> [Exercise goal] Everything from the line containing "UncachedGroundType with MatchAlways" through the end of the entries below must be set down exactly, and nothing else.

> [Extracted information]
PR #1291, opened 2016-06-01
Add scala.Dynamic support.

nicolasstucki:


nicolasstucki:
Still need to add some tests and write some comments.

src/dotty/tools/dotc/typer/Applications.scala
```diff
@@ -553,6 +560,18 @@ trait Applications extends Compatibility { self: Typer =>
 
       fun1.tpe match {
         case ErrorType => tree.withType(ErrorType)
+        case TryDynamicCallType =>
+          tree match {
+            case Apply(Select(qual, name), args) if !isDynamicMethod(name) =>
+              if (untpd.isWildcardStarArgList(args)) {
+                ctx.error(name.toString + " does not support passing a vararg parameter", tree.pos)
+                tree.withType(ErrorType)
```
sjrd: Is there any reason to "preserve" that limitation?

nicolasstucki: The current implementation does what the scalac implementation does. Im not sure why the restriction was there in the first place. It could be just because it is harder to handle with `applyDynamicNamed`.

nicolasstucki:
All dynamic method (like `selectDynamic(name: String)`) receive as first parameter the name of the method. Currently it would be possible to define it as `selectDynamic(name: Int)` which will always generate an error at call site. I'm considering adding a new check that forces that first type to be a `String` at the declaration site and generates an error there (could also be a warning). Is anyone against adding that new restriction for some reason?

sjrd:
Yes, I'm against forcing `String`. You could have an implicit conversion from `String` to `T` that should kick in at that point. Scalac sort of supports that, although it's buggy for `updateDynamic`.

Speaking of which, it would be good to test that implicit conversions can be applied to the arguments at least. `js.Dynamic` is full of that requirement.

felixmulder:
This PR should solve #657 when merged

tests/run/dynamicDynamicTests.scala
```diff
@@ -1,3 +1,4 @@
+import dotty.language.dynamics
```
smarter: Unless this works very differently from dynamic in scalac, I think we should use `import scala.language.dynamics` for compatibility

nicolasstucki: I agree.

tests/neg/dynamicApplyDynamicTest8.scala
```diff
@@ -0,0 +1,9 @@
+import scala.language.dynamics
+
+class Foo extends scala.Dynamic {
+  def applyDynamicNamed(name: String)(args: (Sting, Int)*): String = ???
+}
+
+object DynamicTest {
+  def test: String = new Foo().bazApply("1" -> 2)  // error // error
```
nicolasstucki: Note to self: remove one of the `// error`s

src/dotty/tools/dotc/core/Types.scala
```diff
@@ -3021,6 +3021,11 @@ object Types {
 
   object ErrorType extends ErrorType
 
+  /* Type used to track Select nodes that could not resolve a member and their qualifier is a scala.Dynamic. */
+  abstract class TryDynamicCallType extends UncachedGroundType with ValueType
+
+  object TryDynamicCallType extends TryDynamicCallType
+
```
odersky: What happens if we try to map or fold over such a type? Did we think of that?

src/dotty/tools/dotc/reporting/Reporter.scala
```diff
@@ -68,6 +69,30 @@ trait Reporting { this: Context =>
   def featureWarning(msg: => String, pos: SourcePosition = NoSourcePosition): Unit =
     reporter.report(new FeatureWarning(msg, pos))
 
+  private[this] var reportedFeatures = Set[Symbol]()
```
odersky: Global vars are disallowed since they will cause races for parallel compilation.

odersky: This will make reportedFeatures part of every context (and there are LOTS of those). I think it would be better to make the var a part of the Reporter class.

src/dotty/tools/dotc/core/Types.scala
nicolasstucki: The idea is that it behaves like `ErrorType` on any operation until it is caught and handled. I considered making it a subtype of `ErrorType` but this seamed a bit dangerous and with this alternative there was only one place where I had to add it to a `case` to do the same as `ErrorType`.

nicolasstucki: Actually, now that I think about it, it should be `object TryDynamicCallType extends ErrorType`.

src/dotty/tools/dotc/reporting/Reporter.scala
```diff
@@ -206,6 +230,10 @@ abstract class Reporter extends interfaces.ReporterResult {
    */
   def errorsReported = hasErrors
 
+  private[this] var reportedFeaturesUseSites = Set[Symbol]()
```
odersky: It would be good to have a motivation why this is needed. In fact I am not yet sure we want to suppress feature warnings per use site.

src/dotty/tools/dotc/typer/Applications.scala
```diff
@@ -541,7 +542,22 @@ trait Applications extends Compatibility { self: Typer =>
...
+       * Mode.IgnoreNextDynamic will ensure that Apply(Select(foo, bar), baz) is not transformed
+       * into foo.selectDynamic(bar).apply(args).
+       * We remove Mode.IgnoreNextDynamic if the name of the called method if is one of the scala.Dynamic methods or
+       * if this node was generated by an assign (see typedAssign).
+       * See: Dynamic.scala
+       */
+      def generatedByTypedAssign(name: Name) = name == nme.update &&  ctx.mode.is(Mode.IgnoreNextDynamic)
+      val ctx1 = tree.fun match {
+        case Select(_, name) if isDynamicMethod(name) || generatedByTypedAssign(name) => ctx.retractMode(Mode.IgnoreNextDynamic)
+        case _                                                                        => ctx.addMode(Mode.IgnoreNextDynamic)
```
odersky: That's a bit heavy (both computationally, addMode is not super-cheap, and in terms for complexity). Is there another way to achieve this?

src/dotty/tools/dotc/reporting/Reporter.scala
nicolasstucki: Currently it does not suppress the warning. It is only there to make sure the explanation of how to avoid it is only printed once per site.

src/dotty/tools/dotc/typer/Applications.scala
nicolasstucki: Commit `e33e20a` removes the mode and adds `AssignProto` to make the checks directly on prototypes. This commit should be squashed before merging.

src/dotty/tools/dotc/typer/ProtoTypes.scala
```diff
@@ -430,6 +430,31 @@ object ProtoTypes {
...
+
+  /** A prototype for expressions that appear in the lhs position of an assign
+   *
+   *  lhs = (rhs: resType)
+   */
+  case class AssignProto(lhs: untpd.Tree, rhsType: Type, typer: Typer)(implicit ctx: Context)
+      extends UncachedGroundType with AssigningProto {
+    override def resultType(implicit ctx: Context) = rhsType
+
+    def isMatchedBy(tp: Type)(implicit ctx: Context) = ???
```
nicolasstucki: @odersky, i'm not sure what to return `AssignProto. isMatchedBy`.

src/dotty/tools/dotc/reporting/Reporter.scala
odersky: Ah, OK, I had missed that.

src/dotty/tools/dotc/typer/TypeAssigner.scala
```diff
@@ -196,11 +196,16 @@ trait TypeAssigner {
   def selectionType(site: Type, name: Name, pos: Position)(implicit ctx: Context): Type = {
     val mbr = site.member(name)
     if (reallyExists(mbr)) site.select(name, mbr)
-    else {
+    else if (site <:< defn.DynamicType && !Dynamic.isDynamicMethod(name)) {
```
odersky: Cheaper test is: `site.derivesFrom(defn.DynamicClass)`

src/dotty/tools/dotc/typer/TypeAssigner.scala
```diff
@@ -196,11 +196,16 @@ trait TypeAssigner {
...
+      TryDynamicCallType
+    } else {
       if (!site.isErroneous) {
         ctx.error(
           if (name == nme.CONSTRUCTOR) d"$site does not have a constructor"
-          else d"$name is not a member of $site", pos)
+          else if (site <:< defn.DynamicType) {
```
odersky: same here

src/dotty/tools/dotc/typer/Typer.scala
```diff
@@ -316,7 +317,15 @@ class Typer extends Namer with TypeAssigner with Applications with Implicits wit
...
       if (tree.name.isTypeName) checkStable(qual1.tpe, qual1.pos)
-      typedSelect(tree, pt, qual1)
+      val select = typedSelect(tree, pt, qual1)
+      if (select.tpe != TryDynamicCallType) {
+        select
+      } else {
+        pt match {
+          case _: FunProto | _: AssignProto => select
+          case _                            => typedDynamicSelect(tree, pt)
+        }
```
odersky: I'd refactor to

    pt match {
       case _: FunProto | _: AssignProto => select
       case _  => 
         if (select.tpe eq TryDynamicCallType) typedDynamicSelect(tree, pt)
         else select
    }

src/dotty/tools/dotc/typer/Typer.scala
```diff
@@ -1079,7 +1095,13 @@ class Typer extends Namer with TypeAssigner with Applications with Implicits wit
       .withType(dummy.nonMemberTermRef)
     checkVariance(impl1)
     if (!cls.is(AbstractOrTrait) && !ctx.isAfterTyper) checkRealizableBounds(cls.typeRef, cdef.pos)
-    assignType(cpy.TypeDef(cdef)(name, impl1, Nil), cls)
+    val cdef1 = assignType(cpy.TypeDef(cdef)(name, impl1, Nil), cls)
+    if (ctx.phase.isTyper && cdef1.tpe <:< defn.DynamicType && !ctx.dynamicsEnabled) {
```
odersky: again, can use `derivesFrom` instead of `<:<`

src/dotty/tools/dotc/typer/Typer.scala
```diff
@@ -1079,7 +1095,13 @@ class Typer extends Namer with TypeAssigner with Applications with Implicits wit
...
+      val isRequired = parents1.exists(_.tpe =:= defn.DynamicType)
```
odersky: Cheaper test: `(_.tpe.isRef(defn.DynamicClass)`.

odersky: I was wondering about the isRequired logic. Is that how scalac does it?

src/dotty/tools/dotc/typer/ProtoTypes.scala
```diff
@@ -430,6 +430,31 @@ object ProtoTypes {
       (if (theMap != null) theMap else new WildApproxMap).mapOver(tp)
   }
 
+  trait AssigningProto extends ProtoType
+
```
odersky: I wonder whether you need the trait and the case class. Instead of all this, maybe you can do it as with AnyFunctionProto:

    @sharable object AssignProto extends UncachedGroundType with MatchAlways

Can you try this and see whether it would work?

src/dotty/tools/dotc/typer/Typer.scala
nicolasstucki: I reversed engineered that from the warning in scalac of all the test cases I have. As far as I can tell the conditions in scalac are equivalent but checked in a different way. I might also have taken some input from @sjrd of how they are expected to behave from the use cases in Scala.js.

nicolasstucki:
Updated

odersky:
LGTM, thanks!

> [Result of this task]
    @sharable object AssignProto extends UncachedGroundType with MatchAlways

Can you try this and see whether it would work?

src/dotty/tools/dotc/typer/Typer.scala
nicolasstucki: I reversed engineered that from the warning in scalac of all the test cases I have. As far as I can tell the conditions in scalac are equivalent but checked in a different way. I might also have taken some input from @sjrd of how they are expected to behave from the use cases in Scala.js.

nicolasstucki:
Updated

odersky:
LGTM, thanks!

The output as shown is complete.